┌─ RECORDS FOR THE EXERCISE

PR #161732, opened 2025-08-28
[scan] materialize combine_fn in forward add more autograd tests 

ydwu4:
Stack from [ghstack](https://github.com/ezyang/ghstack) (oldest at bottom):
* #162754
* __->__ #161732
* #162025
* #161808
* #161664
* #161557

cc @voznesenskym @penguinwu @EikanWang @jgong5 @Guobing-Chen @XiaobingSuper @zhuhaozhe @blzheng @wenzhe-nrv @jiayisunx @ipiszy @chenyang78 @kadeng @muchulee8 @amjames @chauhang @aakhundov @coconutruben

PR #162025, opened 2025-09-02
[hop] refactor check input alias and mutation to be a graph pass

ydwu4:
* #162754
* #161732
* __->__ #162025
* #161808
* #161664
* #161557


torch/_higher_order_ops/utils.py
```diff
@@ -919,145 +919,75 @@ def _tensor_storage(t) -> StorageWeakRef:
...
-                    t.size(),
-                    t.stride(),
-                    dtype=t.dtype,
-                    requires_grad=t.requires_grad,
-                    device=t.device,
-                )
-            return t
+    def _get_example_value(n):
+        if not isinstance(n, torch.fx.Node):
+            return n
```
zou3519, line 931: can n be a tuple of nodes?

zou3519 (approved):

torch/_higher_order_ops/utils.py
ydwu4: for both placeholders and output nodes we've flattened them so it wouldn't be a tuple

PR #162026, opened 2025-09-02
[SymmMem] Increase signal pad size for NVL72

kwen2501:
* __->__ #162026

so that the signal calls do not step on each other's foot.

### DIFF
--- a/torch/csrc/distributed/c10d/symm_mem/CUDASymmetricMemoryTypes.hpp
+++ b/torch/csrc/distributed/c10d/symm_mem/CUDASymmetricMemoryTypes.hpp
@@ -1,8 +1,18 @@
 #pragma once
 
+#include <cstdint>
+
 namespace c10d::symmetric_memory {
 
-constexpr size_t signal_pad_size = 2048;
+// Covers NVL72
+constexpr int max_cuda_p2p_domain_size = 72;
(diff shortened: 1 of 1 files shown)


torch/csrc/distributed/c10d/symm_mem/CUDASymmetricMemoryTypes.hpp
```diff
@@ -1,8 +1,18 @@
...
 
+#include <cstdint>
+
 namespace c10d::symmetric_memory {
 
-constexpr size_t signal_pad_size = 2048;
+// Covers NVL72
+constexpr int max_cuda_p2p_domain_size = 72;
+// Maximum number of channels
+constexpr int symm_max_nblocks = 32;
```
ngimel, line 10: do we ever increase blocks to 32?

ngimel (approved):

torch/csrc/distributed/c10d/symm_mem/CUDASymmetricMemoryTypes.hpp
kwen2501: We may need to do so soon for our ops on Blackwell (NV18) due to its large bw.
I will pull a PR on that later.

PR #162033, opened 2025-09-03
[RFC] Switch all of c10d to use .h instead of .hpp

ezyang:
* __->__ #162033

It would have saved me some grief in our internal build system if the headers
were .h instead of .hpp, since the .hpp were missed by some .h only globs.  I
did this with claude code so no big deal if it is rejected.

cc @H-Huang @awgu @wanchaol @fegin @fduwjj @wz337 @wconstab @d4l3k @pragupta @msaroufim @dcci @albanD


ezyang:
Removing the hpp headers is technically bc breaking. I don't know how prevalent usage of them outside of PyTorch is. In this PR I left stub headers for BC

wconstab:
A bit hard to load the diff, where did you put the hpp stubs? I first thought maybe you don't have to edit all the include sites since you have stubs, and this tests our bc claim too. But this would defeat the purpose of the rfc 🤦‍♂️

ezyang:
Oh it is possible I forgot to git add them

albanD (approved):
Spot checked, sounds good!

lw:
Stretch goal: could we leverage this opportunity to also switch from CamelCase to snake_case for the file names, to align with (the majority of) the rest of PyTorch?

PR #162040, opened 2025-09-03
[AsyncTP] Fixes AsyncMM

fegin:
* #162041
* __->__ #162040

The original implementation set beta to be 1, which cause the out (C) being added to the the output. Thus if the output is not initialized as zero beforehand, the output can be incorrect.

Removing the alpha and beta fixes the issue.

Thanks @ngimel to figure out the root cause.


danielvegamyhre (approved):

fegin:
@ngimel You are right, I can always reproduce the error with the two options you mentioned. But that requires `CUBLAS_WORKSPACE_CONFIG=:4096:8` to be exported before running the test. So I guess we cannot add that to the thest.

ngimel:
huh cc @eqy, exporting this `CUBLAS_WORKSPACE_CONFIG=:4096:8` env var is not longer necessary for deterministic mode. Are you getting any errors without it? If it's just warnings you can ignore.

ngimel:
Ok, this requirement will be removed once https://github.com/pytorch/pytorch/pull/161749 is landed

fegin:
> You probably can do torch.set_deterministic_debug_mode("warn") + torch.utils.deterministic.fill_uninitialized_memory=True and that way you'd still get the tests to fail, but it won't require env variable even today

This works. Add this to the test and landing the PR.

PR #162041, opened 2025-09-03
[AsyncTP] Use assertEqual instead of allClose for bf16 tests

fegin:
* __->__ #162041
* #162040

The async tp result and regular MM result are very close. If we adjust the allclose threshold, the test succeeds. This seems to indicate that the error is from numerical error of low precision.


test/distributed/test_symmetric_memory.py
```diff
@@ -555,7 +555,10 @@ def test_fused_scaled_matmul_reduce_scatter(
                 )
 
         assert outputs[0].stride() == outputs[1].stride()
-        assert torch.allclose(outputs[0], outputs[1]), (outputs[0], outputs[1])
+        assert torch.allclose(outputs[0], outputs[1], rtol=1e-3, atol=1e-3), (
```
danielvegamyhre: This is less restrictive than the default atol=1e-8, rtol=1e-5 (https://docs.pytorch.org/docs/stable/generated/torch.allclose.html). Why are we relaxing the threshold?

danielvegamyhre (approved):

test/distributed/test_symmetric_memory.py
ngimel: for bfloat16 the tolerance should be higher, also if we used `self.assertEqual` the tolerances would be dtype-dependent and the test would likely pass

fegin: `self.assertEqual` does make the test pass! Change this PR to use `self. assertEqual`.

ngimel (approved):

└─

Repeat the data word for word, leaving out no line.

| YOUR RESPONSE |
PR #161732, opened 2025-08-28
[scan] materialize combine_fn in forward add more autograd tests 

ydwu4:
Stack from [ghstack](https://github.com/ezyang/ghstack) (oldest at bottom):
* #162754
* __->__ #161732
* #162025
* #161808
* #161664
* #161557

cc @voznesenskym @penguinwu @EikanWang @jgong5 @Guobing-Chen @XiaobingSuper @zhuhaozhe @blzheng @wenzhe-nrv @jiayisunx @ipiszy @chenyang78 @kadeng @muchulee8 @amjames @chauhang @aakhundov @coconutruben

PR #162025, opened 2025-09-02
[hop] refactor check input alias and mutation to be a graph pass

ydwu4:
* #162754
* #161732
* __->__ #162025
* #161808
* #161664
* #161557


torch/_higher_order_ops/utils.py
```diff
@@ -919,145 +919,75 @@ def _tensor_storage(t) -> StorageWeakRef:
...
-                    t.size(),
-                    t.stride(),
-                    dtype=t.dtype,
-                    requires_grad=t.requires_grad,
-                    device=t.device,
-                )
-            return t
+    def _get_example_value(n):
+        if not isinstance(n, torch.fx.Node):
+            return n
```
zou3519, line 931: can n be a tuple of nodes?

zou3519 (approved):

torch/_higher_order_ops/utils.py
ydwu4: for both placeholders and output nodes we've flattened them so it wouldn't be a tuple

PR #162026, opened 2025-09-02
[SymmMem] Increase signal pad size for NVL72

kwen2501:
* __->__ #162026

so that the signal calls do not step on each other's foot.

### DIFF
--- a/torch/csrc/distributed/c10d/symm_mem/CUDASymmetricMemoryTypes.hpp
+++ b/torch/csrc/distributed/c10d/symm_mem/CUDASymmetricMemoryTypes.hpp
@@ -1,8 +1,18 @@
 #pragma once
 
+#include <cstdint>
+
 namespace c10d::symmetric_memory {
 
-constexpr size_t signal_pad_size = 2048;
+// Covers NVL72
+constexpr int max_cuda_p2p_domain_size = 72;
(diff shortened: 1 of 1 files shown)


torch/csrc/distributed/c10d/symm_mem/CUDASymmetricMemoryTypes.hpp
```diff
@@ -1,8 +1,18 @@
...
 
+#include <cstdint>
+
 namespace c10d::symmetric_memory {
 
-constexpr size_t signal_pad_size = 2048;
+// Covers NVL72
+constexpr int max_cuda_p2p_domain_size = 72;
+// Maximum number of channels
+constexpr int symm_max_nblocks = 32;
```
ngimel, line 10: do we ever increase blocks to 32?

ngimel (approved):

torch/csrc/distributed/c10d/symm_mem/CUDASymmetricMemoryTypes.hpp
kwen2501: We may need to do so soon for our ops on Blackwell (NV18) due to its large bw.
I will pull a PR on that later.

PR #162033, opened 2025-09-03
[RFC] Switch all of c10d to use .h instead of .hpp

ezyang:
* __->__ #162033

It would have saved me some grief in our internal build system if the headers
were .h instead of .hpp, since the .hpp were missed by some .h only globs.  I
did this with claude code so no big deal if it is rejected.

cc @H-Huang @awgu @wanchaol @fegin @fduwjj @wz337 @wconstab @d4l3k @pragupta @msaroufim @dcci @albanD


ezyang:
Removing the hpp headers is technically bc breaking. I don't know how prevalent usage of them outside of PyTorch is. In this PR I left stub headers for BC

wconstab:
A bit hard to load the diff, where did you put the hpp stubs? I first thought maybe you don't have to edit all the include sites since you have stubs, and this tests our bc claim too. But this would defeat the purpose of the rfc 🤦‍♂️

ezyang:
Oh it is possible I forgot to git add them

albanD (approved):
Spot checked, sounds good!

lw:
Stretch goal: could we leverage this opportunity to also switch from CamelCase to snake_case for the file names, to align with (the majority of) the rest of PyTorch?

PR #162040, opened 2025-09-03
[AsyncTP] Fixes AsyncMM

fegin:
* #162041
* __->__ #162040

The original implementation set beta to be 1, which cause the out (C) being added to the the output. Thus if the output is not initialized as zero beforehand, the output can be incorrect.

Removing the alpha and beta fixes the issue.

Thanks @ngimel to figure out the root cause.


danielvegamyhre (approved):

fegin:
@ngimel You are right, I can always reproduce the error with the two options you mentioned. But that requires `CUBLAS_WORKSPACE_CONFIG=:4096:8` to be exported before running the test. So I guess we cannot add that to the thest.

ngimel:
huh cc @eqy, exporting this `CUBLAS_WORKSPACE_CONFIG=:4096:8` env var is not longer necessary for deterministic mode. Are you getting any errors without it? If it's just warnings you can ignore.

ngimel:
Ok, this requirement will be removed once https://github.com/pytorch/pytorch/pull/161749 is landed

fegin:
> You probably can do torch.set_deterministic_debug_mode("warn") + torch.utils.deterministic.fill_uninitialized_memory=True and that way you'd still get the tests to fail, but it won't require env variable even today

This works. Add this to the test and landing the PR.

PR #162041, opened 2025-09-03
[AsyncTP] Use assertEqual instead of allClose for bf16 tests

fegin:
* __->__ #162041
* #162040

The async tp result and regular MM result are very close. If we adjust the allclose threshold, the test succeeds. This seems to indicate that the error is from numerical error of low precision.


test/distributed/test_symmetric_memory.py
```diff
@@ -555,7 +555,10 @@ def test_fused_scaled_matmul_reduce_scatter(
                 )
 
         assert outputs[0].stride() == outputs[1].stride()
-        assert torch.allclose(outputs[0], outputs[1]), (outputs[0], outputs[1])
+        assert torch.allclose(outputs[0], outputs[1], rtol=1e-3, atol=1e-3), (
```
danielvegamyhre: This is less restrictive than the default atol=1e-8, rtol=1e-5 (https://docs.pytorch.org/docs/stable/generated/torch.allclose.html). Why are we relaxing the threshold?

danielvegamyhre (approved):

test/distributed/test_symmetric_memory.py
ngimel: for bfloat16 the tolerance should be higher, also if we used `self.assertEqual` the tolerances would be dtype-dependent and the test would likely pass

fegin: `self.assertEqual` does make the test pass! Change this PR to use `self. assertEqual`.

ngimel (approved):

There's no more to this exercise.